Now that the coast was clear, and he had made the discovery calculated to prove so fortunate, as well as useful, Jack could think of other matters less important and yet really necessary.
He got out their “bait-box,”—as Perk always called the receptacle of their food supplies—and proceeded to enjoy a ham-sandwich, washed down with the hot coffee already sweetened, and with genuine cream added; thanks to Perk’s “pull” with that favorite waiter in the San Diego restaurant, and whom he had mentally promised to reward some fine day, in a way commensurate with the service rendered.
Jack took his time.
He always did when eating, and consequently never knew those qualms along the line of indigestion, which occasionally doubled poor, hasty Perk up with such violence. Moreover, he seemed to be enjoying his novel breakfast vastly, a fact that tickled the other more or less, for Perk certainly did enjoy seeing others happy.
From time to time they exchanged words.

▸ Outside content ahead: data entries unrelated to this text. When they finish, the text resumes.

Issue #2032, opened 2026-07-08
roles --role dead: non-transitive fan-in means a function called only by another dead function is never flagged dead


carlos-alm:
## Summary

`codegraph roles --role dead` (and the underlying `classifyRoles`/`classify_node` in both engines) treats "has at least one inbound `calls` edge" as sufficient evidence of liveness — it never checks whether that caller is itself reachable from anything live. This means a genuinely-unreachable function that is called only by another genuinely-unreachable function is never flagged dead, because the direct fan-in count is > 0 regardless of the caller's own reachability.

## Concrete repro

```ts
function computeHelper(x: number): number {
  return x + 1;
}

function makeThing(): { doThing: () => number } {
  return {
    doThing: () => computeHelper(1),
  };
}

export function useThing(): number {
  const t = makeThing();
  return 42; // t.doThing() is never called anywhere
}
```

`computeHelper` has exactly one caller — the closure assigned to `doThing` — so its fan-in is 1 and it is classified `core`/non-dead, even though `doThing` (and therefore `computeHelper`) is never actually invoked by anything reachable from `useThing`'s real control flow.

This is the residual mechanism behind the historical #1770/#1895 investigation: even after #1895 fixes the object-literal-property value-ref liveness check (bare-identifier/shorthand property values now require independent invocation evidence), a function whose *only* caller is itself dead still isn't flagged, because `roles --role dead` never verifies that a caller is reachable — it only checks that a caller exists at all.

## Suggested fix direction

Replace (or augment) the direct fan-in check with proper reachability analysis: compute the set of nodes reachable via `calls` edges from confirmed-live roots (`entry`-classified nodes, exported public API, framework dispatch points), and classify anything outside that reachable set as dead — regardless of whether it happens to have some inbound edge from another also-unreachable node. This is a substantial change to the dead-code classifier's core algorithm (in both `src/graph/classifiers/roles.ts` and `crates/codegraph-core/src/graph/classifiers/roles.rs`), needs its own design pass (worklist/BFS from roots vs. the current single-pass per-node classification), and should be scoped as its own issue rather than folded into a narrower fix.

## Related

- #1895 — object-literal property-value references counted as liveness without checking if the property is invoked (narrower, now fixed for the bare-identifier/shorthand value-ref mechanism)
- #1770 — the concrete `Partition` dead-code removal that originally surfaced this gap

PR #2444, opened 2026-08-10
fix(resolver): this-bound EventEmitter callback registrations get a real calls edge

### LINKED ISSUE #2259: Method-kind event-callback registrations (EventEmitter-style) aren't recognized as reachability roots
## Summary

#2032 added a transitive-reachability check to the dead-code classifier. To avoid over-promoting genuinely-dead methods to \"root\" status (a gap Greptile flagged during that PR's review), `isInterfaceDispatchMethodRoot` (`src/graph/classifiers/roles.ts`, mirrored as `is_interface_dispatch_method_root` in `crates/codegraph-core/src/graph/classifiers/roles.rs`) only treats a `method`-kind, fan-in-0, hasActiveFileSiblings-rescued method as an unconditional reachability root when its bare name matches an actual `interface`/`type` declaration member somewhere in the codebase (e.g. `enterNode` matching `interface Visitor { enterNode?(...): ...; }`).

This correctly narrows the false-positive class Greptile identified (an ordinary unused class method with no relation to any interface). But it also means a **method-kind callback registered with a runtime event emitter** (Node's `Worker`/`EventEmitter` `.on('event', cb)` pattern, not a TypeScript-declared interface) no longer qualifies as a root, since there's no local interface/type declaration for codegraph to match against.

## Confirmed real instance (self-build)

`WasmWorkerPool.onMessage` in `src/domain/wasm-worker-pool.ts:276` is a genuine, live method (presumably wired up via `worker.on('message', ...)` or similar) with `fanIn === 0` — nothing in the graph resolves a call to it, since Node's built-in `EventEmitter` registration isn't a TypeScript interface member. Post-#2032, it is correctly still classified `leaf` itself (via the existing `hasActiveFileSiblings` rescue, untouched by the reachability downgrade), but it is no longer promoted to root status, so its own callees are wrongly flagged dead:

- `deserializeResult`, `deserializeCoreFields`, `deserializeBindingFields`, `deserializeMapFields` (all in `wasm-worker-pool.ts`) — called only by `onMessage`, now `dead-unresolved`.

Checked: `onMessage` does not repeat across multiple files in this codebase (ruled out a "same name in ≥2 files" heuristic as an easy fix — it wouldn't help here, since this is a singular occurrence, structurally indistinguishable from a genuinely dead singular method by name-repetition alone).

## Suggested fix

One of:
1. Give well-known Node.js/framework event-registration patterns (`.on('event', methodRef)`, `EventEmitter` subclass method binding, etc.) a real `calls`-style edge from the registration call site to the bound method, the same way #1771/#1895 did for object-literal value-refs — the most precise fix, but real extraction work.
2. Recognize a narrower, still-safe root signal for methods bound as a callback argument to a recognized emitter API (`.on(`, `.addEventListener(`, `.once(`) even without a matching interface declaration — cheaper, but needs care to avoid reopening the exact "ordinary unused method" gap #2032 just closed.

Either fix needs the equivalent change in both `src/graph/classifiers/roles.ts` and `crates/codegraph-core/src/graph/classifiers/roles.rs` for dual-engine parity.

## Related

- #2032 — introduced the reachability check and `isInterfaceDispatchMethodRoot`'s name-match requirement
- #2257 — a structurally similar but distinct narrow gap (bare function-value logical-or-fallback references, not method-kind event callbacks)

carlos-alm:
## Summary

Closes #2259

`extractCallbackDefinition` already creates a synthetic `event:${eventName}` definition for `.on()`/`.once()`/`.addEventListener()` registrations, spanning just the callback's own body, so the callback gets an entry-point node for root classification. `findEnclosingCallable` picked this synthetic definition as the call's ATTRIBUTED CALLER purely because its span is narrower than the real enclosing method's — but a synthetic definition has no class/`this` context of its own, so a `this.handler()` call inside it (e.g. `w.on('message', (msg) => this.onMessage(msg))` inside a class method) could never resolve through any strategy in the this/self/super cascade, leaving the handler's own callees wrongly classified dead once #2032's reachability downgrade landed.

Confirmed real instance: `WasmWorkerPool.onMessage` in `src/domain/wasm-worker-pool.ts` — its callees (`deserializeResult` etc.) had no path back to a root.

## Fix

Prefer a REAL (non-synthetic) enclosing callable over a synthetic `route:`/`event:`/`command:`-prefixed placeholder for caller attribution, falling back to the synthetic one only when no real callable also encloses the call — the common case of a route/event/command registered directly at module scope, where the synthetic definition is the only candidate and behavior is unchanged.

Mirrored in the Rust engine (`build_edges.rs`); `FRAMEWORK_ENTRY_PREFIXES` made visible from `roles.rs`/`roles.ts` for reuse.

## Test plan

- [x] New unit test on `findCaller`'s tie-breaking (real callable wins; synthetic still wins when it's the only candidate)
- [x] New dual-engine (WASM + native) integration test confirming the real edge is created and the handler's callees stay reachable
- [x] Full test suite passes (4971 tests)
- [x] `cargo test --lib` passes (921 tests)
- [x] Dual-engine parity confirmed (42/42 fixtures)
- [x] No new circular dependencies introduced
- [x] Verified against the real `WasmWorkerPool.onMessage` case in this repo's own `src/`

### DIFF
--- a/crates/codegraph-core/src/domain/graph/builder/stages/build_edges.rs
+++ b/crates/codegraph-core/src/domain/graph/builder/stages/build_edges.rs
@@ -944,6 +944,7 @@ fn emit_pts_alias_edges<'a>(
             alias_ctx.imported_original_names,
             alias_ctx.namespace_imports,
             &mut alias_confidence_override,
+            None,
         );
         sort_targets_by_confidence(
             &mut alias_targets,
@@ -1357,7 +1358,7 @@ fn process_file<'a>(
             }
         }
 
-        let (caller_id, caller_name) =
+        let (caller_id, caller_name, enclosing_class_hint) =
             find_enclosing_caller(&fc.defs_with_ids, call.line, fc.file_node_id);
         let is_dynamic = if call.dynamic.unwrap_or(false) {
             1u32
@@ -1381,6 +1382,7 @@ fn process_file<'a>(
             &fc.imported_original_names,
             &fc.namespace_imports,
             &mut confidence_override,
+            enclosing_class_hint,
         );
         // #1771/#1784: value-ref references (object-literal property values,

Of course their talk was wholly connected with the serious business on which Uncle Sam had dispatched them, and which they were now following out as best they could.
So early in the game it was of course wholly impossible to lay their plans save vaguely; as they picked up further information they could, as Perk was fond of saying, “advance the spark,” and build some sort of a structure calculated to bring down the enemy’s fort in ruins, unless indeed, they managed to turn the tables on the two sleuths.
As they thus chatted at their ease while swinging around in a succession of short circles, the centre of which was always that conical heap of jagged rocks Perk humorously called Castle Thunder, the name of Simeon Balderson naturally came up.
Perk had himself been doing more or less pondering upon the unknown fate of the Secret Service man, who was, so Jack had informed him, a most valued agent of the Government.
“I jest caint help awonderin’ what made him fall daown on his job that a ways,” he mentioned to his comrade; which of course was Perk’s method of trying to draw the other out, so as to imbibe Jack’s way of reasoning.
“That must, as I said before,” came the reply, “remain a dead mystery to us unless we happen to run across the answer while poking around. He was up against a tough bunch, and if they discovered what he was doing the chances are they’d put him out of their way in the easiest possible fashion—throwing him over some precipice, or shooting him full of holes. That’ll come to us in the bargain, I reckon, if we’re unlucky enough to slip-up, and fall into their hands.”